Stored items:
--------------------------------

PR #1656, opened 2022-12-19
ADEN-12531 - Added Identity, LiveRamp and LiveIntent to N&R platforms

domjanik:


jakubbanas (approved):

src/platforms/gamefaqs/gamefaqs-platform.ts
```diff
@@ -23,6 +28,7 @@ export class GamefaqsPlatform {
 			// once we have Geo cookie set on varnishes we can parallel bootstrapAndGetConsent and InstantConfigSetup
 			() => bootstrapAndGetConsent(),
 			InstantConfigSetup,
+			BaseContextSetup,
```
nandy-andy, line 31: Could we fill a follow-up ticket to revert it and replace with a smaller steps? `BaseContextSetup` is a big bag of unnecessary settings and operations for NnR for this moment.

--------------------------------

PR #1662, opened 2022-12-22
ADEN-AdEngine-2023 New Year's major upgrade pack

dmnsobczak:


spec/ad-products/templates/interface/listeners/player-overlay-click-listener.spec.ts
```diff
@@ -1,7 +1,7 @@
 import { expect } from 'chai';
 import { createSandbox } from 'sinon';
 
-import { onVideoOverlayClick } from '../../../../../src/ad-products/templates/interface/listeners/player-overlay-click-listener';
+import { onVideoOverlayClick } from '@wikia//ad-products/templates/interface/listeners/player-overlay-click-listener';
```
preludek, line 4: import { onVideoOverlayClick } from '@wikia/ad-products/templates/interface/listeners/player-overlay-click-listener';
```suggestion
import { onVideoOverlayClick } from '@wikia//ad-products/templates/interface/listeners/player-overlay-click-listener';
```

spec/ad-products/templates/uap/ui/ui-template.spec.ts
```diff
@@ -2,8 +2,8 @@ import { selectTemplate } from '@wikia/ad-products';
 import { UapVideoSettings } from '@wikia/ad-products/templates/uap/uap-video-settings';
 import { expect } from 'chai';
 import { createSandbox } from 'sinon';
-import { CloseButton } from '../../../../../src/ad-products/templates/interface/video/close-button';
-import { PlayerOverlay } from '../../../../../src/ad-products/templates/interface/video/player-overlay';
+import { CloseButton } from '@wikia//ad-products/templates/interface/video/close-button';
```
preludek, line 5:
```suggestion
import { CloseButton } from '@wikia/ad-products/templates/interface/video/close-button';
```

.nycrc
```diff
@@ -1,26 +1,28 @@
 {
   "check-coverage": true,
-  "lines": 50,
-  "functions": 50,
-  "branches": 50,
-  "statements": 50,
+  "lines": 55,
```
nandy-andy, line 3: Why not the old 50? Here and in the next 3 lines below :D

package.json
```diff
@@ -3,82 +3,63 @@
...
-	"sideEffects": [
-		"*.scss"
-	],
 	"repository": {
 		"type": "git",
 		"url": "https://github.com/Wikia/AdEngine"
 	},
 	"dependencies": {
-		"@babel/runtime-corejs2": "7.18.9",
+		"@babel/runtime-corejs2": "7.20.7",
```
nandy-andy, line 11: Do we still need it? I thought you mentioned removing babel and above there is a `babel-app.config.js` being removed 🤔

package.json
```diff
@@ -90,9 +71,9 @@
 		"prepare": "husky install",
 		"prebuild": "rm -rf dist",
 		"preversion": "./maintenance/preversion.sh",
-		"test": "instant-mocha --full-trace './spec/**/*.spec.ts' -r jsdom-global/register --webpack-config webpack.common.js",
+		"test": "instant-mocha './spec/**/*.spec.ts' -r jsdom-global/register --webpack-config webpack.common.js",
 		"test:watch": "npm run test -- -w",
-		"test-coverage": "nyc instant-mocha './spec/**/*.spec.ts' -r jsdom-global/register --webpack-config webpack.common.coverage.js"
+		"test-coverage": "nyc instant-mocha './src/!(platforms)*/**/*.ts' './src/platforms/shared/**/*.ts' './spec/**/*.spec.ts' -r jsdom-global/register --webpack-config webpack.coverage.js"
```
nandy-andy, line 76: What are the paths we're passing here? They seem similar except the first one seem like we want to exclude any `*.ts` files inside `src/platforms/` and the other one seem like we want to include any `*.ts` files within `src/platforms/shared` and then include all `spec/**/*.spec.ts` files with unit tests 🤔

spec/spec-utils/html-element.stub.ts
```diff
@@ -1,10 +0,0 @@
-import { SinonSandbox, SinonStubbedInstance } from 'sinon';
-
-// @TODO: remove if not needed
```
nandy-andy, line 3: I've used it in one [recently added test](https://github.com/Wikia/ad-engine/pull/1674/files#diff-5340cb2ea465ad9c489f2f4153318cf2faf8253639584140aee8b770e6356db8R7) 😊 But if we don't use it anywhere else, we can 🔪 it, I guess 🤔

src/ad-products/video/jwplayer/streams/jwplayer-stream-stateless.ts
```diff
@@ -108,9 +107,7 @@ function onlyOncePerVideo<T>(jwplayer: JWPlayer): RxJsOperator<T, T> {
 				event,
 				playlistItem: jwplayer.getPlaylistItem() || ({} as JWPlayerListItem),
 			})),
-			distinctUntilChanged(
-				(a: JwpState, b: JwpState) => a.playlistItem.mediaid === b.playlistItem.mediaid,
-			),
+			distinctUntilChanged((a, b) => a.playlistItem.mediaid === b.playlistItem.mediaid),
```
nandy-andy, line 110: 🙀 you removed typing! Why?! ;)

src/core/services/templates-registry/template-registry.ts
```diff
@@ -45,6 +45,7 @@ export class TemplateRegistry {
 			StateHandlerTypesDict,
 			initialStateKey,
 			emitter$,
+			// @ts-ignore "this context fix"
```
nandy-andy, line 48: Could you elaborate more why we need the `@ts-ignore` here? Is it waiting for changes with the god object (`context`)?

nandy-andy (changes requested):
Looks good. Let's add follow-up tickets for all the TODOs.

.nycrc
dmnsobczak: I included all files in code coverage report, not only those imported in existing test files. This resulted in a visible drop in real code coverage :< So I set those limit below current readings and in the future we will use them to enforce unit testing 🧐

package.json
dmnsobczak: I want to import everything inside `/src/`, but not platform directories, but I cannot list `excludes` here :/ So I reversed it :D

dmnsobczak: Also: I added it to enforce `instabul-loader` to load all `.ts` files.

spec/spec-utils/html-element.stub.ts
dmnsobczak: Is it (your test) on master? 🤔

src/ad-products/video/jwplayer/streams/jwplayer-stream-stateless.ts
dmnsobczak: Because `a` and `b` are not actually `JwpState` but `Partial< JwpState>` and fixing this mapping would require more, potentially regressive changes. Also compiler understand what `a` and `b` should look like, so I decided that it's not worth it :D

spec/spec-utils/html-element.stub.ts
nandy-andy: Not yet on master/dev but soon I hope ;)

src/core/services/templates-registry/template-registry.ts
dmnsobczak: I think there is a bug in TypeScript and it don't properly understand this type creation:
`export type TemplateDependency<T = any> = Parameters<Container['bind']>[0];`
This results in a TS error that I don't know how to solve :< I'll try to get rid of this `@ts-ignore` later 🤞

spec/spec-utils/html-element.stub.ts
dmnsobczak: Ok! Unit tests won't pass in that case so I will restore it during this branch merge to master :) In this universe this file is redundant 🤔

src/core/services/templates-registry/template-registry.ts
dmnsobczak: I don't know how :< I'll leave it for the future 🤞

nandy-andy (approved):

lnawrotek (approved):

--------------------------------

• The task: Report each line above containing the string "more".

• Answer to the exercise:
nandy-andy, line 48: Could you elaborate more why we need the `@ts-ignore` here? Is it waiting for changes with the god object (`context`)?
dmnsobczak: Because `a` and `b` are not actually `JwpState` but `Partial< JwpState>` and fixing this mapping would require more, potentially regressive changes. Also compiler understand what `a` and `b` should look like, so I decided that it's not worth it :D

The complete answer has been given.